Desde o fim da década de 1970 tem estado a crescer um mercado robusto para “petróleo de papel”, isto é, um mercado para contratos futuros que não culmina num despacho físico de petróleo. Isto é um jogo de azar para especuladores, o qual provoca um sofrimento para qualquer um que esteja no negócio de produzir, refinar ou utilizar petróleo ou produtos petrolíferos na economia real. Atualmente o número de transações no mercado para “petróleo de papel” é dez vezes maior do que no mercado de petróleo físico. O volume de trading para contratos futuros de petróleo nas duas maiores bolsas – o Nymex de Nova Iorque e o ICE de Londres – já é dez vezes mais alto do que o consumo anual global de petróleo.
Todos os mercados derivativos são controlados por bancos, principalmente bancos da Wall Street, bem como por alguns grandes bancos na City de Londres e na Europa continental. O mercado para “petróleo de papel” não é exceção. Segundo algumas estimativas, 95% do mercado global para derivativos de petróleo é controlado por bancos estadunidenses.
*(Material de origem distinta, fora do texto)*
PR #77, opened 2021-02-22
Use debug! macro instead of printlns and asserts

andreeaflorescu:
Defined a helper macro that prints errors only when in debug mode. This is necessary for situations in which we are dealing with potentially malicious input.

The macro is now used in two scenarios:
- for the serial console to print error messages regarding invalid reads/writes
- for handling errors in vcpu exits.

### DIFF
--- a/src/vm-vcpu/src/vcpu/mod.rs
+++ b/src/vm-vcpu/src/vcpu/mod.rs
@@ -19,6 +19,8 @@ use vmm_sys_util::errno::Error as Errno;
 use vmm_sys_util::signal::{register_signal_handler, SIGRTMIN};
 use vmm_sys_util::terminal::Terminal;
 
+use utils::debug;
+
 mod gdt;
 use gdt::*;
 mod interrupts;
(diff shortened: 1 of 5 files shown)


aghecenco (dismissed):

aghecenco (approved):

src/vm-vcpu/src/vcpu/mod.rs
```diff
@@ -395,7 +397,7 @@ impl KvmVcpu {
                             interrupted_by_signal = true;
                         }
                         _ => {
-                            eprintln!("Emulation error: {}", e);
+                            debug!("Emulation error: {}", e);
```
alexandruag, line 400: Hmm shouldn't we return an error from the function when an emulation error occurs?

andreeaflorescu: I am not really sure. We should probably. I don't know if emulation errors should be considered fatal, in which case we need to exit.

alexandruag: I think we should return an error and relax this later if it turns out too restrictive. No super strong preference, but it sounds like the right thing to IMO.

alexandruag (approved):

Os maiores dealers em derivativos de petróleo são o Goldman Sachs, o J.P. Morgan Chase e outros gigantes da banca que utilizam futuros de petróleo, acima de tudo para lucrar com flutuações nos preços do óleo e em segundo lugar para assegurar seu próprio papel como intermediários financeiros. Além disso, os clientes da banca incluem tanto atores no mercado de petróleo físico – companhias de petróleo, refinaria, linhas aéreas etc. – como atores financeiros tais como hedge funds. A fim de aumentar o impacto comercial do seu monopólio do mercado do “petróleo de papel”, muitos gigantes bancários também comerciam no petróleo físico (é óbvio que estes bancos têm uma vantagem sobre atores do chamado mercado livre quando se trata de arranjar preços para o ouro negro). Em 2003, o US Federal Reserve decidiu permitir aos bancos que atuassem como traders de commodities e o J.P. Morgan, Morgan Stanley, Barclays, Goldman Sachs, Citigroup e um certo número de outros grandes bancos saltou ansiosamente para a comercialização do petróleo físico.
A crise financeira de 2007-2009 foi disparada em grande medida pelo fato de que emergiram mercados derivativos nos quais gigantes da banca estadunidense podiam crescer de modo selvagem e que estava fora do controle dos reguladores financeiros. O US Federal Reserve, a US Securities and Exchange Commission, o Departamento da Justiça e reguladores financeiros europeus tentaram trazer algum sentido de ordem aos mercados derivativos. Em 2010, os EUA aprovaram o Dodd-Frank Act, o qual esboçava um plano para regulações mais apertadas no mercado financeiro, mas aquela lei é apenas um enquadramento. Sua aplicação prática exigiria uma grande quantidade de leis muito mais específicas e instrumentos regulamentares.
Durante vários anos os EUA têm investigado as atividades de bancos da Wall Street e dos maiores bancos europeus antes e durante a crise de 2007-2009. Em particular foram identificados laços que ligavam transações bancárias nos mercados futuros de petróleo às suas transações envolvendo petróleo físico. Em 2013, foi lançada uma investigação a ações do Goldman Sachs, Morgan Stanley e J.P. Morgan para manipular preços de commodities (inclusive petróleo) e em 2014 foram efetuadas acusações válidas contra aqueles bancos.
Por ora a maior parte dos grandes bancos permanece nos mercados de derivativos financeiros. Isto inclui o mercado de futuros de petróleo. Portanto devemos estar preparados para que o “mercado” do petróleo continua a desempenhar toda espécie de façanhas de circo.
Em conclusão, dever-se-ia notar que os bancos que estão a manipular os preços do ouro negro estão realmente a operar como um cartel. Contudo, este não é um cartel especializado, com atividade limitada a um único produto do mercado. Isto é um cartel global, ostentando o título oficial de “US Federal Reserve System”. Com acesso a uma impressora para fabricar dinheiro de curso legal global (dólares), os bancos regionais do Federal Reserve efetivamente controlam tudo do mercado financeiro e do mercado da maior parte do de commodities.